Jadi perlu ada sedikit modifikasi pada alur proses pembuatan bioetanol, baik dari molases maupun dari singkong agar dapat menghasilkan produk samping yang potensial. Penggunaan air pada produksi etanol dan dampaknya Fasilitas produksi etanol telah meningkatkan efisiensi air mereka dari waktu ke waktu. Saat ini mereka menggunakan sekitar tiga galon air untuk memproduksi satu galon etanol. Angka ini menurun dari 5,8 galon air : 1 galon etanol pada tahun 1998 dan 4,2 galon air : 1 galon etanol di 2005. Para ahli memprediksi bahwa teknologi baru dan proses perbaikan akan mengurangi penggunaan air untuk dua galon dalam waktu singkat.

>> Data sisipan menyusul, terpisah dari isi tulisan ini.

PR #2505, opened 2023-07-20
Use built-in EventTarget

codyebberson:
Extracted changes out of this PR: https://github.com/medplum/medplum/pull/2500

When the Medplum project started, the `EventTarget` constructor was not widely available.

Now it is: 
- https://developer.mozilla.org/en-US/docs/Web/API/EventTarget/EventTarget
- https://caniuse.com/mdn-api_eventtarget_eventtarget

Ripping out our version and using the built-in.


mattwiller (approved):
Nice!

PR #2512, opened 2023-07-21
Clarify error message when modifying read-only resources

rahul1:
User driven: https://discord.com/channels/905144809105260605/1131288083078328471

User was trying to submit a PUT and PATCH request to a resource with a "read-only" access policy and received a `403: Forbidden` error. Our docs didn't not explicitly define what the expected result would be.


codyebberson (approved):
lgtm 👍

PR #2522, opened 2023-07-21
Optimize bundles during batch upload

rahul1:
User driven: https://discord.com/channels/905144809105260605/905144809105260608/1131376049305948240

The user wanted to upload [this bundle](https://hl7.org/fhir/us/cancer-reporting/STU1/Bundle-us-pathology-content-bundle-example.json.html) using our batch upload page. However, this Bundle is of type `collection`, and isn't set up with proper references for ingestion.

This PR does two things to make the batch upload tool more useful: 
- On the client, it converts non-input bundles into `transaction` type bundles using our `convertToTransactionBundle` function
- It augments the `convertToTransactionBundle` with a topological sort, to make sure that resources are created before they are referenced. This will help more gracefully handle mal-ordered bundles

I've tested this PR with the bundle above. This should open us up to utilize much more example data from FHIR implementation guides


packages/core/src/bundle.ts
```diff
@@ -11,10 +13,21 @@ import { Bundle } from '@medplum/fhirtypes';
...
+  const idToUuid: Record<string, string> = {};
+  bundle = deepClone(bundle);
   for (const entry of bundle.entry || []) {
     delete entry.resource?.meta;
-    entry.fullUrl = 'urn:uuid:' + entry.resource?.id;
-    delete entry.resource?.id;
+    const id = entry.resource?.id;
+    // In some FHIR example bundles,they use human-readable ids, rather than true uuids.
+    if (id) {
+      if (isUUID(id)) {
```
codyebberson, line 23: We might as well skip the `isUUID` check and just always use `idToUuid`

packages/core/src/bundle.ts
```diff
@@ -11,10 +13,21 @@ import { Bundle } from '@medplum/fhirtypes';
...
+        idToUuid[id] = id;
+      } else {
+        idToUuid[id] = crypto.randomUUID();
```
codyebberson, line 26: This works in browser environments, but not in NodeJS environments.  

We have a cross-environment version in `fhir-router`: https://github.com/medplum/medplum/blob/main/packages/fhir-router/src/repo.ts#L371

We could move that into `core` if we need to.

packages/core/src/bundle.ts
```diff
@@ -27,15 +40,164 @@ export function convertToTransactionBundle(bundle: Bundle): Bundle {
...
+ * Topologically sorts a `batch` or `transaction` bundle to improve reference resolution.
+ * The bundle is sorted such that a resource is created _before_ references to that resource appear in the bundle.
+ *
+ * In the event of cycles, this function will first create a POST request for each resource in the cycle, and then will
+ * append a PUT request to the bundle. This ensures that each resources in the cycle is visited twice, and all
+ * references can be resolved
+ * @param bundle Input bundle with type `batch` or `transaction`
+ * @returns Bundle of the same type, with Bundle.entry reordered
+ */
+export function reorderBundle(bundle: Bundle): Bundle {
```
codyebberson, line 67: Ohhh boy.... Let's discuss this offline.  We've tried this in the past.  I'm slightly against adding this.

codyebberson: K, discussed offline, let's do it 👍

rahul1:
@codyebberson ready for re-review

PR #2578, opened 2023-07-31
Stream HL7 over websockets

codyebberson:
Implementation details discussed offline.

I added warnings to README and to docs that this is "alpha".

https://github.com/medplum/medplum/blob/ccd18ce77593b3fbda963e8c8f5e22d3a55481d7/packages/agent/README.md

https://medplum-www-git-cody-stream-hl7-over-websocket-medplum.vercel.app/docs/agent


reshmakh:
Related: https://github.com/medplum/medplum/discussions/1490

packages/agent/src/main.ts
```diff
@@ -1,25 +1,24 @@
...
 
   constructor(readonly medplum: MedplumClient, readonly bot: Bot) {
     this.log = new EventLogger({
       source: 'MedplumService',
       eventLog: 'SYSTEM',
     });
 
-    this.server = new Hl7Server();
-    this.server.addEventListener('message', (event) => this.handler(event));
+    this.server = new Hl7Server((connection) => {
```
codyebberson, line 18: I changed this from `addEventListener` to a callback, because the `Hl7Server` would receive messages before the event listener attached.  That meant the first message would often get dropped.  By using a callback, it becomes blocking, and the first message is not missed.

Alternatively, we could add message buffering to `Hl7Server`, but that has a bunch of tricky design trade offs (what does it mean to have multiple connection handlers?)

packages/hl7/src/client.ts
```diff
@@ -13,75 +12,44 @@ export class Hl7Client extends Hl7Base {
...
-          this.buffer += data.toString();
-          if (this.buffer.endsWith(FS + CR)) {
-            const msg = Hl7Message.parse(this.buffer.substring(1, this.buffer.length - 2));
-            this.dispatchEvent(new Hl7MessageEvent(socket, msg));
-            this.buffer = '';
-            this.awaitingResponse = false;
-          }
-        });
-        resolve(socket);
+        this.connection = new Hl7Connection(socket);
```
codyebberson, line 31: There was a lot of duplicate code between `Hl7Server` and `Hl7Client`.  I refactored it out to `Hl7Connection`, which seems like a better abstraction, and leads to better readability (IMHO).

reshmakh:
https://github.com/medplum/medplum/discussions/1490

reshmakh (approved):

PR #2586, opened 2023-08-01
Fix logging of some error messages

mattwiller:


packages/server/src/admin/invite.ts
```diff
@@ -54,7 +54,7 @@ export async function inviteHandler(req: Request, res: Response): Promise<void>
   } catch (err: any) {
     logger.info('Error inviting user to project', {
       project: projectId,
-      error: err,
+      error: err.toString(),
```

Air merupakan sumber daya penting. Ini adalah pertimbangan dan bagian dari proses perijinan ketika pabrik ethanol dibangun. Sebuah etanol tanaman khas mampu memproduksi 40.000.000 galon etanol per tahun, bisa menggunakan hingga 330.000 galon air per hari atau 120 juta galon air per tahun. Ini sama dengan air yang digunakan oleh kota 5.000 orang atau lapangan golf berukuran standar. Rata-rata rumah menggunakan 107.000 galon air per tahun. Rata-rata orang menggunakan 50 galon air setiap hari. Jumlah air yang dikonsumsi dalam produksi etanol tergantung pada jenis tanaman yang digunakan sebagai biomassa, di mana itu diproduksi, dan teknologi yang digunakan dalam pengolahannya. Jumlah air yang dibutuhkan untuk memproduksi etanol bervariasi sesuai dengan berapa banyak irigasi yang dibutuhkan untuk tanamannya, terutama karena pertanian adalah tahap yang paling memakan air tahap produksi etanol. Sebagian besar dari air irigasi diambil dari
akuifer air tanah di wilayah yang sudah air stres. Menanam jagung juga memerlukan banyak pupuk , dan ekstensif menggunakan pupuk nitrogen dan pestisida memiliki dampak yang parah pada kualitas air sekarang. Juga, tidak semua air ini digunakan sekali dan dibuang. Sebagian besar air digunakan kembali dalam pabrik, sementara beberapa menguap selama proses pemanasan maupun pendinginan. Perbaikan dan efisiensi terus ditemukan dan diimplementasikan. Sejumlah langkah-langkah dilakukan untuk mengurangi dampak etanol pada sumber daya air. Penggunaan pupuk dapat dikurangi. Limpasan dapat dikurangi melalui pertanian kontur, terasering, tidak-sampai pertanian, buffer riparian dan drainase ubin ( sistem pipa bawah tanah yang menghilangkan kelebihan air dan mempromosikan penyerapan oleh akar tanaman ) . Cara yang rasional adalah dengan memproduksi etanol dari tanaman yang toleran kekeringan, memiliki biomassa yang tinggi dan sedikit kebutuhan untuk irigasi. Etanol selulosa dapat dibuat dari rumput abadi, kayu hutan dan sisa tanaman, ganggang, dan sampah kota.